PR #563, opened 2018-08-03
Bugfix/build osx macports

### LINKED ISSUE #562: compile error on Mac with gcc7.3.0 in arbor/arbor/profile/meter_manager.cpp
@halfflat 

# Issue:
code does not compile on Mac with gcc 7.3.0 or clang 9.1.0

## Build: 
built with gcc 7.3.0/clang 9.1.0  using cmake (version 3.11.4) in release mode
```
/opt/local/bin/gcc-mp-7 --version                                                                                                                                                                                                               
gcc-mp-7 (MacPorts gcc7 7.3.0_1) 7.3.0

cmake -DCMAKE_C_COMPILER=/opt/local/bin/gcc-mp-7 -DCMAKE_CXX_COMPILER=/opt/local/bin/g++-mp-7 -DCMAKE_BUILD_TYPE:STRING=Release ..
-- The C compiler identification is GNU 7.3.0
-- The CXX compiler identification is GNU 7.3.0
-- Checking whether C compiler has -isysroot
-- Checking whether C compiler has -isysroot - yes
-- Checking whether C compiler supports OSX deployment target flag
-- Checking whether C compiler supports OSX deployment target flag - yes
-- Check for working C compiler: /opt/local/bin/gcc-mp-7
-- Check for working C compiler: /opt/local/bin/gcc-mp-7 -- works
-- Detecting C compiler ABI info
-- Detecting C compiler ABI info - done
-- Detecting C compile features
-- Detecting C compile features - done
-- Checking whether CXX compiler has -isysroot
-- Checking whether CXX compiler has -isysroot - yes
-- Checking whether CXX compiler supports OSX deployment target flag
-- Checking whether CXX compiler supports OSX deployment target flag - yes
-- Check for working CXX compiler: /opt/local/bin/g++-mp-7
-- Check for working CXX compiler: /opt/local/bin/g++-mp-7 -- works
-- Detecting CXX compiler ABI info
-- Detecting CXX compiler ABI info - done
-- Detecting CXX compile features
-- Detecting CXX compile features - done
-- Looking for pthread.h
-- Looking for pthread.h - found
-- Looking for pthread_create
-- Looking for pthread_create - found
-- Found Threads: TRUE  
-- Could NOT find Unwind (missing: Unwind_LIBRARIES) 
-- Found Sphinx: /opt/local/bin/sphinx-build  
-- Configuring done
-- Generating done
-- Build files have been written to:
```

unwind is not found although installed *libunwind @5.0.1 (devel)* and *libunwind-headers @5.0.1 (devel)* with macports.

## Error: 
happens in arbor/arbor/profile/meter_manager.cpp:27:30 (min) and again in 27:54 (max)

```
Scanning dependencies of target arbor
[ 32%] Building CXX object arbor/CMakeFiles/arbor.dir/profile/meter_manager.cpp.o
arbor/arbor/profile/meter_manager.cpp: In constructor 'arb::profile::measurement::measurement(std::__cxx11::string, std::__cxx11::string, const std::vector<double>&, const distributed_context_handle&)':
arbor/arbor/profile/meter_manager.cpp:27:30: error: call of overloaded 'min(const long unsigned int&)' is ambiguous
     if (ctx->min(num_readings)!=ctx->max(num_readings)) {
                              ^
In file included from arbor/include/arbor/execution_context.hpp:6:0,
                 from arbor/include/arbor/profile/meter_manager.hpp:7,
                 from arbor/arbor/profile/meter_manager.cpp:3:
arbor/include/arbor/distributed_context.hpp:13:7: note: candidate: float arb::distributed_context::min(float) const
     T min(T value) const { return impl_->min(value); }\
       ^

...

arbor/arbor/profile/meter_manager.cpp:27:54: error: call of overloaded 'max(const long unsigned int&)' is ambiguous
     if (ctx->min(num_readings)!=ctx->max(num_readings)) {
                                                      ^
In file included from arbor/include/arbor/execution_context.hpp:6:0,
                 from arbor/include/arbor/profile/meter_manager.hpp:7,
                 from arbor/arbor/profile/meter_manager.cpp:3:
arbor/include/arbor/distributed_context.hpp:14:7: note: candidate: float arb::distributed_context::max(float) const
     T max(T value) const { return impl_->max(value); }\
       ^

...
```

## Suggestion of source of error: 
Looks like a *macro issue* for max() and min() and an inability to decide between *int and float*.

halfflat:
Two MacPorts/gcc7 issues:
1. `std::uint64_t` is `unsigned long long` on OS X, breaking an assumption about `size_t` in the `distributed_context` interface.
2. Problems with missing errno defines in the standard library headers.

With MacPorts gcc7, the installed `c++config.h` defines `_GLIBCXX_HAVE_EOWNERDEAD` and `_GLIBCXX_HAVE_ENOTRECOVERABLE`, but the corresponding errno defines are not provided by
`sys/errno.h` unless `__DARWIN_C_SOURCE`, which takes its value from `_POSIX_C_SOURCE` if defined, is greater than or equal to 200809L. Technically a MacPorts configuration bug? but easily worked around.

* Use basic integral types for communication collectives interfaces.
* Define `_POSIX_C_SOURCE` to be 200809L for `glob.cpp`.

Fixes #562.

### DIFF
--- a/arbor/communication/mpi.hpp
+++ b/arbor/communication/mpi.hpp
@@ -48,15 +48,19 @@ struct mpi_traits<T> {  \
     constexpr static bool is_mpi_native_type() { return true; } \
 };
 
-MAKE_TRAITS(double, MPI_DOUBLE)
-MAKE_TRAITS(float,  MPI_FLOAT)
-MAKE_TRAITS(int,    MPI_INT)
-MAKE_TRAITS(long int, MPI_LONG)
-MAKE_TRAITS(char,   MPI_CHAR)
-MAKE_TRAITS(unsigned int, MPI_UNSIGNED)
-MAKE_TRAITS(size_t, MPI_UNSIGNED_LONG)
-static_assert(sizeof(size_t)==sizeof(unsigned long),
-              "size_t and unsigned long are not equivalent");
+MAKE_TRAITS(float,              MPI_FLOAT)
+MAKE_TRAITS(double,             MPI_DOUBLE)
+MAKE_TRAITS(char,               MPI_CHAR)
+MAKE_TRAITS(int,                MPI_INT)
+MAKE_TRAITS(unsigned,           MPI_UNSIGNED)
+MAKE_TRAITS(long,               MPI_LONG)
+MAKE_TRAITS(unsigned long,      MPI_UNSIGNED_LONG)
+MAKE_TRAITS(long long,          MPI_LONG_LONG)
+MAKE_TRAITS(unsigned long long, MPI_UNSIGNED_LONG_LONG)
+
+static_assert(std::is_same<std::size_t, unsigned long>::value ||
+              std::is_same<std::size_t, unsigned long long>::value,
+              "size_t is not the same as unsigned long or unsigned long long");
 
 // Gather individual values of type T from each rank into a std::vector on
 // the root rank.
--- a/aux/glob.cpp
+++ b/aux/glob.cpp
@@ -1,6 +1,6 @@
 // POSIX headers
 extern "C" {
-#define _POSIX_C_SOURCE 2
+#define _POSIX_C_SOURCE 200809L
 #include <glob.h>
 }
 
--- a/include/arbor/distributed_context.hpp
+++ b/include/arbor/distributed_context.hpp
@@ -27,7 +27,7 @@ namespace arb {
     T sum(T value) const override { return wrapped.sum(value); }\
     std::vector<T> gather(T value, int root) const override { return wrapped.gather(value, root); }
 
-#define ARB_COLLECTIVE_TYPES_ float, double, int, std::uint32_t, std::uint64_t
+#define ARB_COLLECTIVE_TYPES_ float, double, int, unsigned, long, unsigned long, long long, unsigned long long
 
 // Defines the concept/interface for a distributed communication context.
 //


arbor/communication/mpi.hpp
```diff
@@ -48,15 +48,19 @@ struct mpi_traits<T> {  \
...
-MAKE_TRAITS(long int, MPI_LONG)
-MAKE_TRAITS(char,   MPI_CHAR)
-MAKE_TRAITS(unsigned int, MPI_UNSIGNED)
-MAKE_TRAITS(size_t, MPI_UNSIGNED_LONG)
-static_assert(sizeof(size_t)==sizeof(unsigned long),
-              "size_t and unsigned long are not equivalent");
+MAKE_TRAITS(float,              MPI_FLOAT)
+MAKE_TRAITS(double,             MPI_DOUBLE)
+MAKE_TRAITS(char,               MPI_CHAR)
+MAKE_TRAITS(int,                MPI_INT)
```
apeyser: Should we be explicit about int being signed int for documentary purposes?

apeyser: So now we have traits for types that should never be used? I'm wondering if there's a way to 'break' the types by default, and then fix the size_t type.

halfflat: I think it is safe to assume that people with the fingers in the code at this point won't need the signedness of int to be made explicit — indeed, I think adding in signed just here would make the less confident coder wonder if there is something they are missing elsewhere, and thus increase confusion.

We already had traits for types that don't have an interface in `distributed_context`, but I think that's okay. Having the traits for the basic numeric scalar types is fine IMO. I wouldn't object if `short` and `unsigned short` were added too, for example.

halfflat: Regarding the problem of `size_t`: the maximally portable approach involves a huge amount of type traits guff, and the other portable alternative is to do configure-time checks against the various int types. I'm really, really reluctant to put that work in :)

You can all curse me when we port it to the first system where `size_t`, `uintmax_t`, and `uint128_t` are all the same while `unsigned long long` is 64 bit.

bcumming: I vote for keeping it simple @halfflat.

How about a quick `static_assert` that borks when the highly unlikely scenario that you just described occurs, with a comment attached that explains the situation?

halfflat: @bcumming The appropriate `static_assert` is in the PR :)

------

Work order
How many lines of the listing include the string "working"? Respond with the number only.

Reply
4